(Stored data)
^^^^^^^^^^^^^^^^

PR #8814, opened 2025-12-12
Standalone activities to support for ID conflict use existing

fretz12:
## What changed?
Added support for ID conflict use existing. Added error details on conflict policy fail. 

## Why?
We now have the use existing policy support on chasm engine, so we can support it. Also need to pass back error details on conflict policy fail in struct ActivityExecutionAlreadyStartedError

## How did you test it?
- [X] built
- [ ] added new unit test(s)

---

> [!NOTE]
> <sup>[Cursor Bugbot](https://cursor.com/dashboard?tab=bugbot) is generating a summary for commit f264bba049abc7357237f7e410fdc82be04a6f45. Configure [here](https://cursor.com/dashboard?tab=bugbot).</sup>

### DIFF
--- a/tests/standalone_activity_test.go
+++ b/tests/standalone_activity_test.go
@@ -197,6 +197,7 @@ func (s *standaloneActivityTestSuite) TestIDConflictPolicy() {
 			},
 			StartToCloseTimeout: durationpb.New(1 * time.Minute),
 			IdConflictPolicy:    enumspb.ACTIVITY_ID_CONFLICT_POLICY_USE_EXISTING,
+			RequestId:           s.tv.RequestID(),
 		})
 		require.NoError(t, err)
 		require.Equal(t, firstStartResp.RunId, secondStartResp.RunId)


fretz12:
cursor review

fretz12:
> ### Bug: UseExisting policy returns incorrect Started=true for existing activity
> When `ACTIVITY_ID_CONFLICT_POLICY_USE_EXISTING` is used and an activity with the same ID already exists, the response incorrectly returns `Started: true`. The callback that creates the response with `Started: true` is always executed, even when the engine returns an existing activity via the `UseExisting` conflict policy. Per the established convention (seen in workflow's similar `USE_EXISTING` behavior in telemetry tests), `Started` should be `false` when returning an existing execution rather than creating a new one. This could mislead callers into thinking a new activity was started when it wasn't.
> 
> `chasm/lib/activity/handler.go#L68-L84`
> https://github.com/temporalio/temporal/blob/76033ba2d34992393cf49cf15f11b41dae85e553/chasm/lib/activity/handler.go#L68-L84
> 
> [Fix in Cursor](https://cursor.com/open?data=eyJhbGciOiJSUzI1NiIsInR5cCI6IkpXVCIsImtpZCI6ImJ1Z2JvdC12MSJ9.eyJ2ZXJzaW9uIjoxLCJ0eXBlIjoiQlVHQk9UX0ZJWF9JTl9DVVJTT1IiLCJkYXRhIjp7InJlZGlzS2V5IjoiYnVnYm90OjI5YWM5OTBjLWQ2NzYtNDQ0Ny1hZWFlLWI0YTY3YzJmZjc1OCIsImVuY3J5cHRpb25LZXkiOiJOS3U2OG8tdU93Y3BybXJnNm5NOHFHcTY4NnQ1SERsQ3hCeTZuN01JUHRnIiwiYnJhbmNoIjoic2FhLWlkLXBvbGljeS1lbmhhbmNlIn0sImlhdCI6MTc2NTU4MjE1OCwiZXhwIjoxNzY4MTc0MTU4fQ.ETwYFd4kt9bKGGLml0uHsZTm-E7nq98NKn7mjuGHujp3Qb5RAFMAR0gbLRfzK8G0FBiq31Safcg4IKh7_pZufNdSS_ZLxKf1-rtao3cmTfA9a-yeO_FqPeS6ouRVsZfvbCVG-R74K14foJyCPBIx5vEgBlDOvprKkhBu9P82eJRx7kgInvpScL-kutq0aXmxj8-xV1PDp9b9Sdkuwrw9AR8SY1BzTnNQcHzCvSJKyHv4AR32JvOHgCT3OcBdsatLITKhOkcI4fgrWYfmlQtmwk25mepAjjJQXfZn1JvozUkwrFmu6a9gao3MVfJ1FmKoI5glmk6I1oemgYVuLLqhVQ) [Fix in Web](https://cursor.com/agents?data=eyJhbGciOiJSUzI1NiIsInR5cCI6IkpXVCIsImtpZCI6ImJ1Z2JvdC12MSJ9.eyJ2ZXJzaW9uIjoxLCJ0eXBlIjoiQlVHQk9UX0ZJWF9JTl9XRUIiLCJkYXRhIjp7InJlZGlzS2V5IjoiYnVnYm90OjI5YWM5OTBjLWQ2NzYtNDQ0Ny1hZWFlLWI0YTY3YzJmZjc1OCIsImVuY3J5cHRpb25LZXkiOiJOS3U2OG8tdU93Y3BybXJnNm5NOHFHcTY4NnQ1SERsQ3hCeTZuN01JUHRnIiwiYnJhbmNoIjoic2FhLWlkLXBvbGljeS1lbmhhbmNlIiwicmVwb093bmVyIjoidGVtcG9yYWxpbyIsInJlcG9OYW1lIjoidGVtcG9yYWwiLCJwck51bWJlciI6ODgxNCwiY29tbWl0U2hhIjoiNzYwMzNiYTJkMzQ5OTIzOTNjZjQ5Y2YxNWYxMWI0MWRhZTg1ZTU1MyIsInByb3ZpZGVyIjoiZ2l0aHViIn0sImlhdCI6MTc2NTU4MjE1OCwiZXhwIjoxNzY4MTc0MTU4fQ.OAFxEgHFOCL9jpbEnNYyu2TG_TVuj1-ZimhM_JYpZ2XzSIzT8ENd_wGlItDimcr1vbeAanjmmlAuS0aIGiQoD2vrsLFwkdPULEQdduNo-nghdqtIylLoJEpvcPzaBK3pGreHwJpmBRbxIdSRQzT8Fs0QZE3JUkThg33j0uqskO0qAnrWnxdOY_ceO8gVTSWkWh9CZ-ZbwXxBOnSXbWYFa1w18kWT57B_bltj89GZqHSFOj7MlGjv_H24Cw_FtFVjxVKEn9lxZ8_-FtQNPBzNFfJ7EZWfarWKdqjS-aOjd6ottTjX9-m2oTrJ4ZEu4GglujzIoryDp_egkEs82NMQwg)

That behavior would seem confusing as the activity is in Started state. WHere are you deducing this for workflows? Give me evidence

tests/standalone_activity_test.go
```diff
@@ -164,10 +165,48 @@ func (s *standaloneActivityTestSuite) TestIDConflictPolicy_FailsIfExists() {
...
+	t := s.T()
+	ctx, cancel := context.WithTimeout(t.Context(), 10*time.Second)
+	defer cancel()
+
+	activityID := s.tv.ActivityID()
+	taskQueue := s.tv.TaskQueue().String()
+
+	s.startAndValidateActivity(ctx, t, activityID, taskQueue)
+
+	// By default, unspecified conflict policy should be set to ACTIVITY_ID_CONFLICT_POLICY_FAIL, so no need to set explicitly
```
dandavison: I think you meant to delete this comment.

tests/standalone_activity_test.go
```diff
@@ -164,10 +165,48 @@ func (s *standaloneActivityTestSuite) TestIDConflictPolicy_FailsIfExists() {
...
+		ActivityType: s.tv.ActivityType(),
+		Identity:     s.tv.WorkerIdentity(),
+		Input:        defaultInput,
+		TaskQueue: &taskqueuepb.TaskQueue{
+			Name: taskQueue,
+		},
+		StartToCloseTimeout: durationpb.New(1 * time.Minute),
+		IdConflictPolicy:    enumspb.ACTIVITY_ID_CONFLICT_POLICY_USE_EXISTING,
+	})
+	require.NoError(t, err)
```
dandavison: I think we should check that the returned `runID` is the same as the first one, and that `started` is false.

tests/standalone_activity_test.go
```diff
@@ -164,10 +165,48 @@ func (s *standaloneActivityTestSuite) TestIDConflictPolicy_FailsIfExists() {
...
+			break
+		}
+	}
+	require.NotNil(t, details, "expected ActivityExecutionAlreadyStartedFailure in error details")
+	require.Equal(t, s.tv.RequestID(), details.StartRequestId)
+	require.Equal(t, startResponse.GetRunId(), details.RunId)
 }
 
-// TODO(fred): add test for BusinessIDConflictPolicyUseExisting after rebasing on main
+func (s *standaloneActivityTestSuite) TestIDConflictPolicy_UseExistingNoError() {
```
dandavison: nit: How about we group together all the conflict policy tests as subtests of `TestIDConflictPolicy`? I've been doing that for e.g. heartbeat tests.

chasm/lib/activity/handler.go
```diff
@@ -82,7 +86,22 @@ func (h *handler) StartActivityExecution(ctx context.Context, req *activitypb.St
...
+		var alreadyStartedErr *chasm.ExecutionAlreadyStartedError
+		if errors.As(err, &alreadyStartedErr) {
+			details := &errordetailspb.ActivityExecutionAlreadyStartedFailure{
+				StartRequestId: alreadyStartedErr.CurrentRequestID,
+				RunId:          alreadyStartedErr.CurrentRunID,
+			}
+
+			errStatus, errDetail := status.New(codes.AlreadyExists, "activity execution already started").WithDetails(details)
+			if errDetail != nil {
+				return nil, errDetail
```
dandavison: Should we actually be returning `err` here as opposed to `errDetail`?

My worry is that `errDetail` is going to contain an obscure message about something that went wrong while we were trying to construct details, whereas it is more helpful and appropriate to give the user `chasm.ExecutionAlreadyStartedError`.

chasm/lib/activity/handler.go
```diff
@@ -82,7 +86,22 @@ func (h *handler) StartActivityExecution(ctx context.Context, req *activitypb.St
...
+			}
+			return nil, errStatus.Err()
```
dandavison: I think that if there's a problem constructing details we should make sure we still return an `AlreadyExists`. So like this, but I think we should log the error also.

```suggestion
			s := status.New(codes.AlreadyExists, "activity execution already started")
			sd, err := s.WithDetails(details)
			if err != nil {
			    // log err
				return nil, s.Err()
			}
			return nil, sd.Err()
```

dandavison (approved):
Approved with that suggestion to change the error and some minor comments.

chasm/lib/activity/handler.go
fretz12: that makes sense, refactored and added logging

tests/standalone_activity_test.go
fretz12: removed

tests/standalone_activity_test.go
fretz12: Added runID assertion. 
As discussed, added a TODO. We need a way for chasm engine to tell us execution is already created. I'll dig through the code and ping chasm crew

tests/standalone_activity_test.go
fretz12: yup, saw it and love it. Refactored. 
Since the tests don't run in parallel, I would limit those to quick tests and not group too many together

^^^^^^^^^^^^^^^^

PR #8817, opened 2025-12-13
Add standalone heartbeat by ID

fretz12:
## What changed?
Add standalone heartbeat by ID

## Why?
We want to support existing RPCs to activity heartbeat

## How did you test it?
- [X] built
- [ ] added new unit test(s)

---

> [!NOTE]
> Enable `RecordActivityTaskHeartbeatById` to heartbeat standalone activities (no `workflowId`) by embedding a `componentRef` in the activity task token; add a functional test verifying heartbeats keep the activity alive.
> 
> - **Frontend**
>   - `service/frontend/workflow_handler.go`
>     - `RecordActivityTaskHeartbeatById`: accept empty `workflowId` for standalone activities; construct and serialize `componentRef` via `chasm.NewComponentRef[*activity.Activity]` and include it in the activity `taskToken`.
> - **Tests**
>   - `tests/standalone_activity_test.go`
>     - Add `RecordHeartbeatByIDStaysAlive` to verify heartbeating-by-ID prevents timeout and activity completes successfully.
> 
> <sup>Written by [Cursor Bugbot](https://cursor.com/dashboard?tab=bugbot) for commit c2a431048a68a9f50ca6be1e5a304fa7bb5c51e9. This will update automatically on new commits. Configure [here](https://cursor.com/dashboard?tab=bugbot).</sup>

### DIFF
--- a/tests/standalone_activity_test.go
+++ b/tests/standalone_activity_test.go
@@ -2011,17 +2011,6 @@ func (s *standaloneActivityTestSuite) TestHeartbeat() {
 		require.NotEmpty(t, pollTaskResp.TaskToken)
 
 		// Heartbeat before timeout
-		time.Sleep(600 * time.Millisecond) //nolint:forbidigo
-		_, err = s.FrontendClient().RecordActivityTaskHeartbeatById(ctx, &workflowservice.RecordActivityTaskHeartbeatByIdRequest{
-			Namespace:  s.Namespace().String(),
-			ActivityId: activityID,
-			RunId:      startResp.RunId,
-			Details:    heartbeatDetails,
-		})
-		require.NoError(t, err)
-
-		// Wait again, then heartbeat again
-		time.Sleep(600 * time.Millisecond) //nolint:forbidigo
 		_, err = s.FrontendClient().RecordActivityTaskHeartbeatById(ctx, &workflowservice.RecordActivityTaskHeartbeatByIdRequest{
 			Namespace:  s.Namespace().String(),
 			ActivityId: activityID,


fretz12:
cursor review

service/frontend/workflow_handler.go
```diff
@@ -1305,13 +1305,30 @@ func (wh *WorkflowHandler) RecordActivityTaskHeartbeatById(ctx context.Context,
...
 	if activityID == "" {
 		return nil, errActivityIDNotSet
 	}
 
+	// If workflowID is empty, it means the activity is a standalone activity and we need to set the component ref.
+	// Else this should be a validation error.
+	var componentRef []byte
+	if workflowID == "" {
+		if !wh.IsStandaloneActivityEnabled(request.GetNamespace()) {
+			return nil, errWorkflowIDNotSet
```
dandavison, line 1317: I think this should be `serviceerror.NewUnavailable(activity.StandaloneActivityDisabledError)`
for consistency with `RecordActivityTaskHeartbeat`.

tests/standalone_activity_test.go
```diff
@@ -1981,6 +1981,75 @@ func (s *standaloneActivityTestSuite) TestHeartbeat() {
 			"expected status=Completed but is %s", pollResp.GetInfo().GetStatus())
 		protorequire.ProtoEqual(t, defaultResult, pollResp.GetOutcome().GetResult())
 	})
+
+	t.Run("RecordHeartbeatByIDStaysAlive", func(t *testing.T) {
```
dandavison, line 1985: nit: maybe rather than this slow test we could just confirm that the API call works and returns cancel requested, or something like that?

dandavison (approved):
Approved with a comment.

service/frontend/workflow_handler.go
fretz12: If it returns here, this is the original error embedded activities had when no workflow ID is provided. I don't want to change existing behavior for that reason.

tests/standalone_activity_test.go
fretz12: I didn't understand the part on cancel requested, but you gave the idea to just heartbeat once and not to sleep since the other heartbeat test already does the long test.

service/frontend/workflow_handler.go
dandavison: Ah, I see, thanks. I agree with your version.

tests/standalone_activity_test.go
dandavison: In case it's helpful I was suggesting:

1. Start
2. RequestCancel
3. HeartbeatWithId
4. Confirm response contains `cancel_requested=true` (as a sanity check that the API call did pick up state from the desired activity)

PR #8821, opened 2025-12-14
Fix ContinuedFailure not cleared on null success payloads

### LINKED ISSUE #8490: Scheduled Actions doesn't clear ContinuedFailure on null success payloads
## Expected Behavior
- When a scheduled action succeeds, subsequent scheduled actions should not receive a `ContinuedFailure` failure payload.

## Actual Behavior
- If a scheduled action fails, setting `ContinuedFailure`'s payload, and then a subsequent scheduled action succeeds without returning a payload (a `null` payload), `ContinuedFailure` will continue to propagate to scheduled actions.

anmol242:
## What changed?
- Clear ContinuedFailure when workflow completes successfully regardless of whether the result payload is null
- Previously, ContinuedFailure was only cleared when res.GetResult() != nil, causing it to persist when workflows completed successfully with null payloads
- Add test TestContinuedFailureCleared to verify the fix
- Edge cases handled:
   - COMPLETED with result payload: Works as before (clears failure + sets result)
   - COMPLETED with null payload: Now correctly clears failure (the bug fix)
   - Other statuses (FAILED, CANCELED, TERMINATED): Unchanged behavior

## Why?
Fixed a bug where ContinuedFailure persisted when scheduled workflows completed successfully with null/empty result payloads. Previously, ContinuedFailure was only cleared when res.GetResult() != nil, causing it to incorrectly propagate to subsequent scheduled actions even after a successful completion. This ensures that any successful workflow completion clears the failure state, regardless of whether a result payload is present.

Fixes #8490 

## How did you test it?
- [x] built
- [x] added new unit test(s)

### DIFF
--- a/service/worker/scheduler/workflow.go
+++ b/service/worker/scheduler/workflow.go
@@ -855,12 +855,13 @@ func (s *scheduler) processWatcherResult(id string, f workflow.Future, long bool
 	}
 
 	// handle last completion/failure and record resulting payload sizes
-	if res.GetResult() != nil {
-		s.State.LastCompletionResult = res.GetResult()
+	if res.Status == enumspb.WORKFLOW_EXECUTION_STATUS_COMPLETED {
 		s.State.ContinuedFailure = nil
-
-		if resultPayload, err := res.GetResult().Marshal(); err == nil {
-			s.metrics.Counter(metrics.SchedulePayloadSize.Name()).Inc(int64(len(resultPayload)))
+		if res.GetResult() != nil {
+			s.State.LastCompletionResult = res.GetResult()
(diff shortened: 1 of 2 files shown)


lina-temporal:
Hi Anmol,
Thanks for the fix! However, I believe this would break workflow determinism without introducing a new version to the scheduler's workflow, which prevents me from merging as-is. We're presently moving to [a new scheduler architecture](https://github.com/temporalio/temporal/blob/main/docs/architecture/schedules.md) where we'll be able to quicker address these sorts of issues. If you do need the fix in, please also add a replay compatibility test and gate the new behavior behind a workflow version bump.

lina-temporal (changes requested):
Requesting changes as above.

^^^^^^^^^^^^^^^^

Activity:
Please tally the lines of the entries that contain the string "check" and reply with the count alone.

Answer below:
2